Blue Origin NS-27
- Mission type: Sub-orbital human spaceflight
- Mission duration: 10 minutes, 4 seconds
- Apogee: 101 km (63 mi)

Spacecraft properties
- Spacecraft: RSS Kármán Line
- Manufacturer: Blue Origin

Start of mission
- Launch date: October 23, 2024, 10:26:02 am CDT (15:26:02 UTC)
- Rocket: New Shepard (NS5)
- Launch site: Corn Ranch, LS-1
- Contractor: Blue Origin

End of mission
- Landing date: October 23, 2024, 10:36:06 am CDT (15:36:06 UTC)
- Landing site: Corn Ranch

= Blue Origin NS-27 =

2024 private uncrewed sub-orbital spaceflight

Blue Origin NS-27 was a sub-orbital cargo spaceflight mission, operated by Blue Origin, launched on October 23, 2024 using the New Shepard rocket.

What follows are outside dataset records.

PR #218, opened 2026-04-10
klplib/kernel_tree: git-fs integration

fgyanz:
The current extraction phase creates one git-worktree per affected kernel/codestream to parallelize klp-ccp runs. Each worktree consumes 1-2 GB on disk, and with up to 120 supported codestreams, total disk usage can reach 240 GB.

The main goal of this PR is to replace worktrees with [`git-fs`](https://github.com/fgyanz/git-fs); a read-only FUSE-based git filesystem mounted over the kernel repository. Source files for each kernel version are served directly from the git object store, eliminating full on-disk checkouts and drastically reducing storage overhead.

The PR cannot be merged until `git-fs` development is fully finished and distributed as a package in OpenSUSE.


fgyanz:
@vmezzela @marcosps I think this one is stable enough. Feel free to review it :)

marcosps:
The first commit uses `get_repos_dir`, which is added in the second patch. other that it LGTM

fgyanz:
I've done a small change so that `git-fs` integration works seamlessly with PR #266

vmezzela (approved):
Hi @fgyanz , I have done a first review of this code. It's awesome! I will test it further while reviewing some livepatches before merging it! thanks a lot!

klpbuild/klplib/kernel.py
```diff
@@ -0,0 +1,382 @@
...
+            __KERNEL_FS = fs_path
+            return
+
+        gitfs_bin = shutil.which("git-fs")
+        if not gitfs_bin:
+            logging.warning(
+                "git-fs binary not found. Install git-fs to enable "
+                "FUSE-based kernel tree access."
+            )
+            return
```
vmezzela: Should we bail here?

klpbuild/klplib/kernel.py
```diff
@@ -0,0 +1,382 @@
...
+def __fini_kernel_fs():
+    """
+    Unmount the git filesystem on exit().
+    """
+
+    if not __KERNEL_FS or not os.path.ismount(__KERNEL_FS):
+        return
+
+    subprocess.check_output(
+        ["git", "fs", "-u", str(__KERNEL_FS)],
```
vmezzela, line 145: is it better to use `shutil.which("git-fs")` as we do during the mount?

klpbuild/klplib/kernel.py
```diff
@@ -0,0 +1,382 @@
...
+        kernel_version (str): Kernel version to check.
+        file_path (str): Path of the file to verify.
+
+    Returns:
+        True if exists. False otherwise.
+    """
+    return (get_kernel_tag_path(kernel_version) / file_path).exists()
+
+
+def read_file_in_tag(kernel_version, file_path):
```
vmezzela, line 284: Missing `@__check_kernel_tags_are_fetched` decorator?

klpbuild/klplib/codestream.py
```diff
@@ -144,24 +144,24 @@ def __eq__(self, cs):
     def __str__(self):
         return self.full_cs_name()
 
-    def get_src_dir(self, arch=None, init=True):
+    def get_src_dir(self):
+        return get_kernel_tag_path(self.kernel)
+
+    def get_build_dir(self, arch=None):
```
vmezzela: What is the build dir? it seems to me that this returns the path to the old source directory, which should no longer exist with this PR.

klpbuild/klplib/kernel.py
```diff
@@ -0,0 +1,382 @@
...
+    global __KERNEL_FS
+
+    with __kernel_fs_init_lock:
+        if __KERNEL_FS:
+            return
+
+        fs_path = get_repos_dir() / TREE_NAME / "fs"
+
+        if os.path.ismount(fs_path):
+            logging.warning("%s: already mounted", str(fs_path))
```
vmezzela, line 108: is that okay if such a thing happen? isn't it kind of a red flag? e.g. a git-fs in use by someone else

vmezzela (commented):
Hi @fgyanz, I left some comments inline and I have two questions:
1. Is git-fs already packages? (though I am okay to merge even if not)
2. Does the CI needs to be updated?

klpbuild/klplib/codestream.py
fgyanz: build_dir points to the src/ dir, yes. And we no longer have the kernels sources there, true. But the src/ still exists because it contains the ipa-clones, the `compile-commands.json` etc within each `linux-*-obj`. So, in that sense, the directory no longer contains any source code.   In that directory is where we also run `make --dry-run` . Due to the previous reasons, I felt that the `get_src_dir` name would be misleading, so I proposed the rename to get_build_dir (any better ideas?).

Unfortunately, the directory itself cannot be renamed easily because several rpms expect that path during extraction, as we discussed yesterday.

klpbuild/klplib/kernel.py
fgyanz: Is it a red flag? Yes and no. The filesystem could already exist as a leftover from a previous klp-build process that crashed badly. In such case it would be safe to use.
It could also be from another process still running, yes. But it would be still safe to use. The worst that can happen is that the filesystem gets unmounted by someone else. In such case, the next read operation will gracefully fail. But I'd rather warn first and let the user know rather than error from the start. What do you think?

klpbuild/klplib/kernel.py
fgyanz: So, my logic is: if `git-fs`  binary exists (checked during mount), then we can assume that it can be called through `git`, as any other `git` command. Do you think it would be better to use shutil ?

fgyanz:
Hi @vmezzela , thanks for reviewing it.

> Is git-fs already packages? (though I am okay to merge even if not)

Not yet. I was waiting until the PR passed the review phase. It shouldn't take much time to package it (famous last words!).

> Does the CI needs to be updated?

In which sense? The CI has been using this PR since April. Is there anyhting to update?

klpbuild/klplib/kernel.py
vmezzela: I'd just prefer to use the same pattern everywhere. The current code does both `shutil` and `git fs`. Unless there's a reason I do not see. But yeah this detail is a non blocker of course

vmezzela:
> > Does the CI needs to be updated?
> 
> In which sense? The CI has been using this PR since April. Is there anyhting to update?


sorry, I meant the github CI :P

fgyanz:
> > > Does the CI needs to be updated?
> > 
> > 
> > In which sense? The CI has been using this PR since April. Is there anyhting to update?
> 
> sorry, I meant the github CI :P

Ah!! My bad, I always default to our CI :D 

Right, our github CI needs to have `git-fs` installed. My idea was to create the obs package
and install it through zypper rather than installing from sources.

klpbuild/klplib/codestream.py
vmezzela: > build_dir points to the src/ dir, yes. 

Sorry, maybe I was not clear. The current `get_build_dir()` returns the path to the old source directory. With this I meant `$data/x86_64/usr/src/linux-<kver>` and not the generic `$data/x86_64/usr/src`.

> And we no longer have the kernels sources there, true. 

Exact!

> But the src/ still exists because it contains the ipa-clones, the `compile-commands.json` etc within each `linux-*-obj`. So, in that sense, the directory no longer contains any source code. 

Exact!

Let me explain better: I would drop `get_build_dir()` because it returns the `$data/x86_64/usr/src/linux-<kver>` (which doesn't exists), and currently this is only used by `get_obj_dir()` by appending the `-obj` suffix.

> In that directory is where we also run `make --dry-run` . Due to the previous reasons, I felt that the `get_src_dir` name would be misleading, so I proposed the rename to get_build_dir (any better ideas?).

`make --dry-run` is not run in `get_build_dir()` but in `get_obj_dir()` and as said before, `get_obj_dir()` uses `get_build_dir()` just to build the path.

See:

```py
   def get_build_dir(self, arch=None):
        # Before sle16, only -rt codestreams have a suffix for source directory
        has_rt_suffix = self.rt and self.sle < 16
        name = self.get_full_kernel_name() if has_rt_suffix else self.kernel

        if not arch:
            arch = preferred_arch([self])

        return get_datadir(arch)/"usr"/"src"/f"linux-{name}"

    def get_obj_dir(self, arch=None):
        if not arch:
            arch = preferred_arch([self])

                             vvvvvvvvvvv
        return Path(f"{self.get_build_dir(arch)}-obj", arch, self.get_kernel_type())
```

And given that `get_obj_dir()` is the only caller, we could just move the body of `get_build_dir()` into it. 

What do you think?

klpbuild/klplib/kernel.py
vmezzela: You know it better, I trust you! Ack from my side.

vmezzela:
> > > > Does the CI needs to be updated?
> > > 
> > > 
> > > In which sense? The CI has been using this PR since April. Is there anyhting to update?
> > 
> > 
> > sorry, I meant the github CI :P
> 
> Ah!! My bad, I always default to our CI :D
> 
> Right, our github CI needs to have `git-fs` installed. My idea was to create the obs package and install it through zypper rather than installing from sources.

I see.

Do you prefer to package it before the merge? IMHO we can merge before but we should guarantee that the package and the github CI are ready before merging to the `main` branch.

klpbuild/klplib/codestream.py
fgyanz: ah! Now I understand. Makes sense. I can move get_build_dir into get_obj_dir! :)

vmezzela: Thanks a lot!

fgyanz:
> Do you prefer to package it before the merge? IMHO we can merge before but we should guarantee that the package and the github CI are ready before merging to the main branch

Yeah, I would rather create the package and update the CI now than before a release. Less risky imho.

vmezzela:
> > Do you prefer to package it before the merge? IMHO we can merge before but we should guarantee that the package and the github CI are ready before merging to the main branch
> 
> Yeah, I would rather create the package and update the CI now than before a release. Less risky imho.

Sure, but not clear if you want to create the package before or after the merge into `devel`

fgyanz:
Before merging into `devel` :)

klpbuild/klplib/codestream.py
fgyanz: done!

klpbuild/klplib/kernel.py
fgyanz: Fair enough. I update the `mount` operation to use `git`. The `shutil` now will only be used to verify that gitfs exists. But for nothing else.

fgyanz:
@vmezzela all CI checks have passed. From now on, `git-fs` can be downloaded from: `https://download.opensuse.org/repositories/home:/fgonzalez/openSUSE_Tumbleweed/home:fgonzalez.repo`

Previously, an October 7 launch attempt was called off after rocket issues and a subsequent attempt on October 13 foiled by a GPS issue.

==Details==
The mission debuted the second human-rated New Shepard capsule, RSS Kármán Line and a new booster, NS5. Twelve payloads were flown, including two LIDAR sensors for Blue Origin's Lunar Permanence program and a reproduction of the black monolith from 2001: A Space Odyssey. Five payloads were on the booster and seven inside the capsule.